The magnetic field inside a solenoid can be calculated using the formula:

$$B = \mu_0 n I$$

where:

• $B$ is the magnetic field in teslas (T),
• $\mu_0$ is the permeability of free space ($4\pi \times 10^{-7} \mathrm{~Tm/A}$),
• $n$ is the number of turns per unit length of the solenoid (turns/m),
• $I$ is the current in amperes (A).

Given:

• The magnetic field $B = 6.28 \times 10^{-3} \mathrm{~T}$,
• The current $I = 5 \mathrm{~A}$,
• The length of the solenoid $L = 0.5 \mathrm{~m}$,

First, let's calculate the number of turns per unit length $n$, which is $n = \frac{m}{L}$ where $m$ is the total number of turns and $L$ is the length of the solenoid.
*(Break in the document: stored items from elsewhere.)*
PR #1388, opened 2026-09-15
wallet: remove unconfirmed transactions through TxWriter

Abdulkbk:
Implements [Task 412 — expose transaction invalidation on TxWriter](https://github.com/yyforyongyu/btcwallet-sql-roadmap/blob/main/tasks/412-transaction-invalidation.md).

Adds `TxWriter.DeleteUnconfirmedTx(ctx, hash)` so a caller such as lnd can drop
an unconfirmed transaction it knows will never confirm, together with the
transactions that depend on it, and get back the coins that branch spent. It is
the replacement for lnd's use of the deprecated `RemoveDescendants`.

Following review the branch is now removed rather than retained as failed
history. A retained row has to be reconciled against the chain if the
transaction confirms after all; removing it leaves chain synchronization as the
single authority, free to record the transaction again from scratch.

### Store

`DeleteUnminedTx` is a new `TxStore` operation rather than a change to
`InvalidateUnminedTx`, so publish-failure cleanup keeps its current behaviour
and its retained history.

Branch discovery is the invalidation workflow's and row removal the leaf
`DeleteTx` flow's, so the shared helper only joins them: every member clears the
spend edges it claimed, drops the outputs it created, then loses its row. That
order is what the schema's `ON DELETE RESTRICT` references require. The legacy
kvdb store already removed the whole branch when asked to invalidate one, so
both workflows share a single helper there.

### Errors

`ErrTxNotFound` for a hash the wallet does not hold, and the new
`ErrTxNotUnconfirmed` for a confirmed, coinbase, or already invalid
transaction. No internal `db` sentinel escapes. The behaviour is identical on
kvdb, SQLite and PostgreSQL, so no backend gate remains.

### Commits

1. `db`: parameterize the unmined-target validator
2. `db`: add the unmined branch deletion workflow
3. `db`: admit branch deletion to the TxStore contract
4. `db`: cover unmined branch deletion
5. `wallet`: expose unconfirmed transaction removal on TxWriter
6. `itest`: cover unconfirmed transaction removal

### Tests

- Store: the shared workflow's ordering and rejections, plus real-store cases
  for a branch whose root also spends an output the wallet does not own, an
  unrelated spend that survives it, and refusals for a confirmed row and an
  unknown hash.
- kvdb: branch removal, and the refusal for a confirmed transaction.
- Wallet: the Store parameters, error translation, lifecycle, and cancellation
  before admission.
- itest: removal with a dependent transaction, a refused confirmed
  transaction, and a refused unknown hash, on every backend. A fourth case
  covers rediscovery: a removed transaction that the chain confirms anyway is
  recorded again with its block and its coins, so removal costs history rather
  than correctness.

### Follow-up

Publish-failure cleanup still retains its branch as `failed` history, so the
same reconciliation question applies there if such a transaction later confirms.
That path is untouched here and is left for its own change.


wallet/wallet.go
```diff
@@ -425,6 +425,10 @@ type Wallet struct {
 	// Callers read it through IsWatchOnly(); the read-side joins against
 	// account_secrets are obsolete now that the value is wallet-level.
 	isWatchOnly bool
+
+	// retainsInvalidTxns reports whether the store keeps invalidated txns
+	// as failed history. The legacy kvdb store deletes them instead.
+	retainsInvalidTxns bool
```
yyforyongyu: I don't think we wanna expose this backend detail just because kvdb is not supported, ideally we should just perform a db backend check in the new API method and return an error there instead, so we don't leak context.

wallet/tx_writer.go
```diff
@@ -109,3 +128,81 @@ func (w *Wallet) handleLabelTx(r labelTxReq) {
...
+// is rejected by chain sync. Invalidate only a tx that can no longer confirm.
+//
+// NOTE: This method is part of the TxWriter interface.
+func (w *Wallet) InvalidateTx(ctx context.Context, hash chainhash.Hash) error {
+	err := w.state.validateStarted()
+	if err != nil {
+		return err
+	}
+
+	if !w.retainsInvalidTxns {
```
yyforyongyu: Given that all db backends implement `Store.InvalidateUnminedTx`, i don't think we should return an error for kvdb. 

Actually, I think it's fine that kvdb deletes the tx, as it's a deprecated backend and we don't provide maintenance, so it's ok to have this divergence, where sql maintains the history but kvdb deletes it.

wallet/tx_writer_backend_test.go
```diff
@@ -0,0 +1,352 @@
+package wallet
```
yyforyongyu: I think we should use `db/itest` and `itest` to replace these tests

wallet/tx_writer.go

Rearrange the formula for $B$ to solve for $m$:

$$B = \mu_0 \frac{m}{L} I$$

Therefore,

$$m = \frac{B L}{\mu_0 I}$$

Substituting the values we have:

$$m = \frac{(6.28 \times 10^{-3} \mathrm{T}) (0.5 \mathrm{m})}{(4\pi \times 10^{-7} \mathrm{Tm/A}) (5 \mathrm{A})}$$

$$m = \frac{6.28 \times 10^{-3} \times 0.5}{4\pi \times 10^{-7} \times 5}$$

$$m = \frac{6.28 \times 0.5 \times 10^{-3}}{20\pi \times 10^{-7}}$$

$$m = \frac{3.14 \times 10^{-3}}{20 \pi \times 10^{-7}}$$

$$m = \frac{3.14 \times 10^{-3}}{20 \times 3.14 \times 10^{-7}}$$

$$m = \frac{1}{20 \times 10^{-4}}$$

$$m = \frac{1 \times 10^4}{20}$$

$$m = 500$$

Therefore, the value of $m$ is 500 turns.